## GOAL OF THE EXERCISE
Please retype the material beneath this task exactly, starting with its first line and finishing with the line containing "### LINKED ISSUE".

Start of RECORDS TO USE

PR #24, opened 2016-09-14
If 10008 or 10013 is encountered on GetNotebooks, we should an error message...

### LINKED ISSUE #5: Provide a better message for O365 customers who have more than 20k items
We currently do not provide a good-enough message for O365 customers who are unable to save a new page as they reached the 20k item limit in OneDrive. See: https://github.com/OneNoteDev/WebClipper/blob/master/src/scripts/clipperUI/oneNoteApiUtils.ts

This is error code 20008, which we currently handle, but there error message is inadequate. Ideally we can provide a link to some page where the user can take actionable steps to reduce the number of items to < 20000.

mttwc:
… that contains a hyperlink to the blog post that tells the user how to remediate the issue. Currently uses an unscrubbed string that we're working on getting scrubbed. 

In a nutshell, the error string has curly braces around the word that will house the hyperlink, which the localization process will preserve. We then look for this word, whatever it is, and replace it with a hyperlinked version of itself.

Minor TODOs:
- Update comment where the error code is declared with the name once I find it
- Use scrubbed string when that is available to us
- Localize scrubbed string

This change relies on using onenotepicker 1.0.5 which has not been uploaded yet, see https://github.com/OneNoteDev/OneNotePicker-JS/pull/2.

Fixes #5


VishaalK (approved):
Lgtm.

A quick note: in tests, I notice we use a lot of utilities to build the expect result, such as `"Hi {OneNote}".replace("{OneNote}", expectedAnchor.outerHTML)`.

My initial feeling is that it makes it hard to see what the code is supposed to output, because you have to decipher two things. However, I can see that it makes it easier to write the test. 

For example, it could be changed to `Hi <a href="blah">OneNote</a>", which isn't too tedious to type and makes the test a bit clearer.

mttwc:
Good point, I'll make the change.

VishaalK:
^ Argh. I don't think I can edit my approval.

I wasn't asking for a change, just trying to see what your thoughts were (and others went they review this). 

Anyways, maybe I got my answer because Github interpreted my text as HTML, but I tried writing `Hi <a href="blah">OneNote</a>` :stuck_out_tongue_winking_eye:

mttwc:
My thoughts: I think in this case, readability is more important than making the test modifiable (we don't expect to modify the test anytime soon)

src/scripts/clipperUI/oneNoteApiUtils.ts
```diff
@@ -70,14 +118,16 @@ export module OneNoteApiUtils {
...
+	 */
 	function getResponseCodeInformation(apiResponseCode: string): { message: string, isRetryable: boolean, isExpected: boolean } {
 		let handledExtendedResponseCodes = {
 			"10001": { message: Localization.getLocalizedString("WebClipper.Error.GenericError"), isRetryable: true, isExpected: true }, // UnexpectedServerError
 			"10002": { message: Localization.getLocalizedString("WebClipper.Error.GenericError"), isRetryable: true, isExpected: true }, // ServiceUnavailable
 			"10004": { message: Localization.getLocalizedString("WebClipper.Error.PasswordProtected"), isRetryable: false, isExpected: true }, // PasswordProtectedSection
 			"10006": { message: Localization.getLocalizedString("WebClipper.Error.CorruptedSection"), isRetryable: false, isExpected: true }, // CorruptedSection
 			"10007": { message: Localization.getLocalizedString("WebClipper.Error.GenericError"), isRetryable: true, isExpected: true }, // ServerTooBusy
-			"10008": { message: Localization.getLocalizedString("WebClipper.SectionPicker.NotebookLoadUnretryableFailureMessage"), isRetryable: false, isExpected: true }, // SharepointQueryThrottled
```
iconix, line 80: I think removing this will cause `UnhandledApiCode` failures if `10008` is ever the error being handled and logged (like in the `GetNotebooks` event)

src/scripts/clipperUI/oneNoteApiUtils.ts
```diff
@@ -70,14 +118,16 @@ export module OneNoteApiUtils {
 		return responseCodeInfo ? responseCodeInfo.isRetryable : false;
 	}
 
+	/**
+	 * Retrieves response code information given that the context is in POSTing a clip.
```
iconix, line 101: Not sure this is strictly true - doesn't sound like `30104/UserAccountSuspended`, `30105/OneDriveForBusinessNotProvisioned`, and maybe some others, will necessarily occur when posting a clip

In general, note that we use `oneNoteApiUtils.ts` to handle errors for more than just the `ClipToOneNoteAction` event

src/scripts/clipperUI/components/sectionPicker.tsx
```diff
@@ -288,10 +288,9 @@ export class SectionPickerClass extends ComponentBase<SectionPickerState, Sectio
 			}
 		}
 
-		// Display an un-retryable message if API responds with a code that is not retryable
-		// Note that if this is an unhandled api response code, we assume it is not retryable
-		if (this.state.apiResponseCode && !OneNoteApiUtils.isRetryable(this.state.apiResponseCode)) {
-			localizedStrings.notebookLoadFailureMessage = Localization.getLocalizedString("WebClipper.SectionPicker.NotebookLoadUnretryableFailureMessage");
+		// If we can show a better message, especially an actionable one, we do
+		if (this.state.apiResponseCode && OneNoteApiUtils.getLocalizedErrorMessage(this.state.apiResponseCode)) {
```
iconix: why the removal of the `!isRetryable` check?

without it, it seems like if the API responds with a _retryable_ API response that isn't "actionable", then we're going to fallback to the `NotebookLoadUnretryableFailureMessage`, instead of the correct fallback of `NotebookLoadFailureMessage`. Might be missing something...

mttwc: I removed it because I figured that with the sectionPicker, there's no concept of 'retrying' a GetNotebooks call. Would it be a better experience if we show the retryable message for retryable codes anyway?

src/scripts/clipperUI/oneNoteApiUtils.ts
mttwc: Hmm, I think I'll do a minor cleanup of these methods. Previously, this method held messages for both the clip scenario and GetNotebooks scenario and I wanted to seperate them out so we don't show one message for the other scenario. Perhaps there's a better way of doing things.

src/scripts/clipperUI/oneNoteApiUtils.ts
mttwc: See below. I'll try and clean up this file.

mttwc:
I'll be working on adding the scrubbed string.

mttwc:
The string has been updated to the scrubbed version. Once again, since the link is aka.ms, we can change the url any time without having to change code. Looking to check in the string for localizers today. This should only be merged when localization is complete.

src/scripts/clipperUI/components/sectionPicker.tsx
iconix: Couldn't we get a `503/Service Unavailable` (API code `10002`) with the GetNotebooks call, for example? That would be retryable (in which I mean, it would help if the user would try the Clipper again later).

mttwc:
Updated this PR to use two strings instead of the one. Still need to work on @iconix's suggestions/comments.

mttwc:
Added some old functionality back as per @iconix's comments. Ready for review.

End of RECORDS TO USE

## ANSWER SECTION
PR #24, opened 2016-09-14
If 10008 or 10013 is encountered on GetNotebooks, we should an error message...

### LINKED ISSUE #5: Provide a better message for O365 customers who have more than 20k items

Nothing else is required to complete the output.